Given $n$ samples of a function $f\colon D\to\mathbb C$ in random points drawn with respect to a measure $\varrho_S$ we develop theoretical analysis of the $L_2(D, \varrho_T)$-approximation error. For a parituclar choice of $\varrho_S$ depending on $\varrho_T$, it is known that the weighted least squares method from finite dimensional function spaces $V_m$, $\dim(V_m) = m < \infty$ has the same error as the best approximation in $V_m$ up to a multiplicative constant when given exact samples with logarithmic oversampling. If the source measure $\varrho_S$ and the target measure $\varrho_T$ differ we are in the domain adaptation setting, a subfield of transfer learning. We model the resulting deterioration of the error in our bounds. Further, for noisy samples, our bounds describe the bias-variance trade off depending on the dimension $m$ of the approximation space $V_m$. All results hold with high probability. For demonstration, we consider functions defined on the $d$-dimensional cube given in unifom random samples. We analyze polynomials, the half-period cosine, and a bounded orthonormal basis of the non-periodic Sobolev space $H_{\mathrm{mix}}^2$. Overcoming numerical issues of this $H_{\text{mix}}^2$ basis, this gives a novel stable approximation method with quadratic error decay. Numerical experiments indicate the applicability of our results.

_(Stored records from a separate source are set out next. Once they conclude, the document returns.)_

PR #25746, opened 2022-04-26
Add DI to SignalR hub methods

BrennanConroy:
Documenting feature from https://github.com/dotnet/aspnetcore/pull/34047

### DIFF
--- a/aspnetcore/signalr/configuration.md
+++ b/aspnetcore/signalr/configuration.md
@@ -12,7 +12,7 @@ uid: signalr/configuration
 
 # ASP.NET Core SignalR configuration
 
-:::moniker range=">= aspnetcore-6.0"
+:::moniker range="= aspnetcore-6.0"
 
 ## JSON/MessagePack serialization options
 
@@ -71,7 +71,6 @@ The following table describes options for configuring SignalR hubs:
 | `StreamBufferCapacity` | `10` | The maximum number of items that can be buffered for client upload streams. If this limit is reached, the processing of invocations is blocked until the server processes stream items.|
 | `MaximumReceiveMessageSize` | 32 KB | Maximum size of a single incoming hub message. |
 | `MaximumParallelInvocationsPerClient` | 1 | The maximum number of hub methods that each client can call in parallel before queueing. |
-| `DisableImplicitFromServicesParameters` | false | Hub method arguments will be resolved from DI if possible. |
 
 Options can be configured for all hubs by providing an options delegate to the `AddSignalR` call in `Startup.ConfigureServices`.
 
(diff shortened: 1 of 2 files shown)


aspnetcore/signalr/configuration.md
```diff
@@ -71,6 +71,7 @@ The following table describes options for configuring SignalR hubs:
 | `StreamBufferCapacity` | `10` | The maximum number of items that can be buffered for client upload streams. If this limit is reached, the processing of invocations is blocked until the server processes stream items.|
 | `MaximumReceiveMessageSize` | 32 KB | Maximum size of a single incoming hub message. |
 | `MaximumParallelInvocationsPerClient` | 1 | The maximum number of hub methods that each client can call in parallel before queueing. |
+| `DisableImplicitFromServicesParameters` | false | Hub method arguments will be resolved from DI if possible. |
```
bradygaster, line 74: 👍

bradygaster (approved):

aspnetcore/signalr/configuration.md
guardrex, line 74: To avoid localization by MT ...

```suggestion
| `DisableImplicitFromServicesParameters` | `false` | Hub method arguments will be resolved from DI if possible. |
```

aspnetcore/signalr/hubs.md
```diff
@@ -120,6 +120,56 @@ By default, a server hub method name is the name of the .NET method. To change t
 
 :::code language="csharp" source="~/../AspNetCore.Docs.Samples/signalr/hubs/samples/6.x/SignalRHubsSample/Snippets/Hubs/ChatHub.cs" id="snippet_HubMethodName" highlight="1":::
 
+## Inject services into your hub
+
+> [!NOTE]
+> The following feature is only available in .NET 7.0+
```
BrennanConroy, line 126: Did this instead of duplicating everything and using a moniker range. AFAIK there is not way to nest moniker ranges.

aspnetcore/signalr/hubs.md
```diff
@@ -120,6 +120,56 @@ By default, a server hub method name is the name of the .NET method. To change t
 
 :::code language="csharp" source="~/../AspNetCore.Docs.Samples/signalr/hubs/samples/6.x/SignalRHubsSample/Snippets/Hubs/ChatHub.cs" id="snippet_HubMethodName" highlight="1":::
 
+## Inject services into your hub
```
guardrex, line 123: To avoid 2nd person where possible ...

```suggestion
## Inject services into a hub
```

or it could be "Hub service injection" ... or similar.

aspnetcore/signalr/configuration.md
BrennanConroy: How should we handle this? It's a new option in 7.0 but will show up in 6.0 docs since we're trying to stay away from moniker hell.

aspnetcore/signalr/hubs.md
guardrex, line 126: I recommend going ahead and versioning the whole topic at this point. Rick will activate it in the version selector. However, be sure to put the new 7.0 piece at the **_end of the topic_** to avoid broken links during preview.

aspnetcore/signalr/hubs.md
```diff
@@ -120,6 +120,56 @@ By default, a server hub method name is the name of the .NET method. To change t
...
+
+> [!NOTE]
+> The following feature is only available in .NET 7.0+
+
+Hub constructors can accept services from DI as parameters which can be stored in properties on the class for use in a hub method.
```
guardrex, line 128:
```suggestion
Hub constructors can accept services from DI as parameters, which can be stored in properties on the class for use in a hub method.
```

aspnetcore/signalr/hubs.md
```diff
@@ -120,6 +120,56 @@ By default, a server hub method name is the name of the .NET method. To change t
...
+
+When injecting multiple services for different hub methods or as an alternative way of writing your code, hub methods can also accept services from DI.
```
guardrex, line 130: Since we favor imperative tone and dropping 2nd person where possible ...

```suggestion
When injecting multiple services for different hub methods or as an alternative way of writing code, hub methods can also accept services from DI.
```

aspnetcore/signalr/hubs.md
```diff
@@ -120,6 +120,56 @@ By default, a server hub method name is the name of the .NET method. To change t
...
+By default hub method parameters will be inspected and resolved from DI if possible.
```
guardrex, line 131: Avoiding past tense where possible ...

```suggestion
By default, hub method parameters are inspected and resolved from DI if possible.
```

aspnetcore/signalr/hubs.md
```diff
@@ -120,6 +120,56 @@ By default, a server hub method name is the name of the .NET method. To change t
...
+{
+    public Task SendMessage(string user, string message, IDatabaseService dbService)
+    {
+        var userName = dbService.GetUserName(user);
+        return Clients.All.SendAsync("ReceiveMessage", userName, message);
+    }
+}
+```
+
+If this behavior is undesired it can be disabled with [DisableImplicitFromServicesParameters](xref:signalr/configuration#configure-server-options).
```
guardrex, line 148: Prob best to restate the noun over using a pronoun. How about ...

```suggestion
If implicit resolution of parameters from services isn't desired, disable it with [`DisableImplicitFromServicesParameters`](xref:signalr/configuration#configure-server-options).
```

aspnetcore/signalr/hubs.md
```diff
@@ -120,6 +120,56 @@ By default, a server hub method name is the name of the .NET method. To change t
...
+If you want to be explicit about what parameters get resolved from DI in your hub methods, you can use the `DisableImplicitFromServicesParameters` option and use the `[FromServices]` attribute or a custom attribute that implements `IFromServiceMetadata` on your parameters.
```
guardrex, line 149:
```suggestion
To explicitly specify which parameters are resolved from DI in hub methods, use the `DisableImplicitFromServicesParameters` option and use the `[FromServices]` attribute or a custom attribute that implements `IFromServiceMetadata` on parameters.
```

aspnetcore/signalr/hubs.md
```diff
@@ -120,6 +120,56 @@ By default, a server hub method name is the name of the .NET method. To change t
...
+services.AddSignalR(options =>
+{
+    options.DisableImplicitFromServicesParameters = true;
+});
+
+// ...
+
+public class ChatHub : Hub
+{
+    public Task SendMessage(string user, string message, [FromServices] IDatabaseService dbService)
```
guardrex, line 162: GH won't count the chars for me, but this might be a hair long. If it's over 85, I suggest ...

```suggestion
    public Task SendMessage(string user, string message, 
        [FromServices] IDatabaseService dbService)
```

aspnetcore/signalr/hubs.md
```diff
@@ -120,6 +120,56 @@ By default, a server hub method name is the name of the .NET method. To change t
...
+    {
+        var userName = dbService.GetUserName(user);
+        return Clients.All.SendAsync("ReceiveMessage", userName, message);
+    }
+}
+```
+
+> [!NOTE]
+> This feature makes use of [IServiceProviderIsService](/dotnet/api/Microsoft.Extensions.Dependencyinjection.IServiceProviderIsService) which is optionally implemented by Dependency Injection implementations. If the DI container used by your app does not support this feature then injecting services into your hub methods will not work.
```
guardrex, line 171:
```suggestion
> This feature makes use of <xref:Microsoft.Extensions.DependencyInjection.IServiceProviderIsService>, which is optionally implemented by DI implementations. If the app's DI container doesn't support this feature, injecting services into hub methods isn't supported.
```

guardrex (approved):
Either the topic should be versioned now for 7.0, or a tracking issue for 7.0 for this topic should sit to version the content later. Use of NOTE for versioning isn't our normal approach, and I think it will end in tears 😢 lol.

aspnetcore/signalr/configuration.md
guardrex: The whole topic should be versioned. If not the whole topic, then we're forced to version the **whole table**. Can do individual rows of a table.

aspnetcore/signalr/hubs.md
guardrex: Correct ... they can't be nested. I recommend versioning the whole topic now and signaling Rick to activate the version selector for the whole doc set. Place the new versioned content at the **end of the article tho**. Otherwise, it will break bookmark links during preview.

aspnetcore/signalr/configuration.md
BrennanConroy: We can't version just a topic, the whole page has to be duplicated and versioned

guardrex: That's what I meant ... the content for `aspnetcore-7.0` ..... or just the whole table here. We still go that way when there are only a few version flips.

aspnetcore/signalr/hubs.md
guardrex: I see ... then there's a stray CRLF at the end of Line148.

guardrex: ... oh ... Line 640.

Actually, I think without **two spaces** at the end of the line, it will end up rendering as one paragraph anyway ... even if the CRLF stays there. The DocFX trick that we use to merely place a `<br>` is two spaces. Otherwise, I think DocFX is going to make `<p>`s out these two lines.

BrennanConroy: Sounds good. Looks like it's a paragraph on the review site.

BrennanConroy:
Any more feedback or is this good to go?

aspnetcore/signalr/configuration.md
```diff
@@ -12,7 +12,7 @@ uid: signalr/configuration
 
 # ASP.NET Core SignalR configuration
 
-:::moniker range=">= aspnetcore-6.0"
+:::moniker range="= aspnetcore-6.0"
```
BrennanConroy, line 15:
```suggestion
:::moniker range="< aspnetcore-7.0"
```

aspnetcore/signalr/hubs.md
```diff
@@ -12,7 +12,7 @@ uid: signalr/hubs
 
 # Use hubs in SignalR for ASP.NET Core
 
-:::moniker range=">= aspnetcore-6.0"
+:::moniker range="= aspnetcore-6.0"
```
BrennanConroy, line 15:
```suggestion
:::moniker range="< aspnetcore-7.0"
```

guardrex:
🚢 **IT**

BrennanConroy:
That doesn't work... < 7.0 means 5.0, 2.1, etc. will also still run, so they would need to be updated as well

guardrex:
I'll have to look, but yes ... it shouldn't throw that unique heading warning merely for dup headings. It is versioning. I'll take a look.

guardrex:
Oh ... ok ... I see. Yes, it conflicts with the other blocks **that I didn't notice**. Revert the last change ... you were good!

Can I blame just getting back from the DENTIST for this??!! 🤕

guardrex:
# 😅

Ok ... build system is happy with it now.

翻译：给定从分布$\varrho_S$中随机抽取的函数$f\colon D\to\mathbb C$的$n$个样本，我们开发了$L_2(D, \varrho_T)$逼近误差的理论分析。对于依赖于$\varrho_T$的特定$\varrho_S$选择，已知在精确样本且对数过采样的条件下，来自有限维函数空间$V_m$（$\dim(V_m)=m<\infty$）的加权最小二乘法具有与$V_m$中最佳逼近相同的误差（最多相差一个乘法常数）。当源分布$\varrho_S$与目标分布$\varrho_T$不同时，我们处于域自适应设置中，这是迁移学习的一个子领域。我们在误差界中刻画了由此导致的误差恶化。进一步地，对于带噪声样本，我们的界描述了依赖于逼近空间$V_m$维度$m\)的偏差-方差权衡。所有结果均以高概率成立。为进行演示，我们考虑了定义在$d$维立方体上并通过均匀随机样本给出的函数。我们分析了多项式、半周期余弦，以及非周期Sobolev空间$H_{\mathrm{mix}}^2$的有界正交基。克服该$H_{\text{mix}}^2$基的数值问题，这给出了一种具有二次误差衰减的新型稳定逼近方法。数值实验表明了我们的结果的适用性。